少子化に伴う人手不足が進行するなか、かつてバブル景気崩壊後の就職難で苦しんだ「就職氷河期世代」に、企業などから再び注目が集まっている。
現在の30代後半から50代前半にかけての世代は就職活動の時期に厳しい就職難に遭遇し、やむなく非正規雇用などの不安定な就労を選んだり、無業のまま卒業せざるを得ない人も少なくなかった。新卒の時期に正規雇用のレールに乗ることができなかったことで、後に雇用情勢が改善しても、もう変えることができない年齢や職歴がハンデとなり、この世代の就職や転職、復職などを不利な状況にしてきた。

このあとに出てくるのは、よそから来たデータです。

PR #577, opened 2025-05-27
chore: add some simp lemmas for the Pauli matrices

eric-wieser:
I'd advocate dropping `σ0` entirely and using `1`, but that could happen in another PR.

また家庭の事情や健康上の理由、職場の人間関係等で傷ついた経験などから自分に自信が持てなくなり、ひきこもっているなどのケースも少なくない。
国の対応
国は2019年に政府を挙げての本格的支援計画として「就職氷河期世代支援プログラム」を打ち出し、100万人程度と見込んだ対象者の集中的な支援に乗り出した。全国のハローワークに専門の就職相談窓口を設置し、地域若者サポートステーションの対象を49歳まで引き上げ、ひきこもりには社会参加や自立に向けた支援機関につなぐといった取り組みにより、3年間で正規雇用者を30万人増やすことを目指したが、新型コロナの影響による雇用情勢の悪化もあり計画は伸び悩んだ。
この結果を受けて政府は2023年度からの2年間を「第二ステージ」と位置付け、これまでの支援の成果を検証した上で、より効果的な支援の実施に取り組む方針を示した。その具体的内容をまとめた「就職氷河期世代支援に対する行動計画2024」の中では地方自治体や関係支援団体、産業界などとの連携も重視している。
雇用情勢の変化
近年、少子高齢化が進み、あらゆる分野で人手不足が進行している中で、就職氷河期世代を積極的に採用する企業が増えてきている。この世代の雇用や人材育成をした企業に対し、国が助成金を交付していることもその動きを後押ししている。
新たに踏み出す一歩に
八王子市でも就職氷河期世代の就職を支援する個別相談会や合同企業面接会などの取り組みが実施されている。
11月18日(月)には就職氷河期世代の就職や転職、復職を応援する参加無料のセミナーを明神町の東京たま未来メッセで開催する。午後2時から4時まで。
セミナーでは新卒や20代の頃とは違う、就職氷河期世代に合った履歴書や職務経歴書の書き方、面接対策などのポイントを講師がわかりやすく解説する。支援事業の事務局では「安定した仕事を探したい人や働いたことがない人、働くことが怖くなってしまった人など、誰でも気軽に参加してください。新たに踏み出す一歩につながれば」と呼びかけている。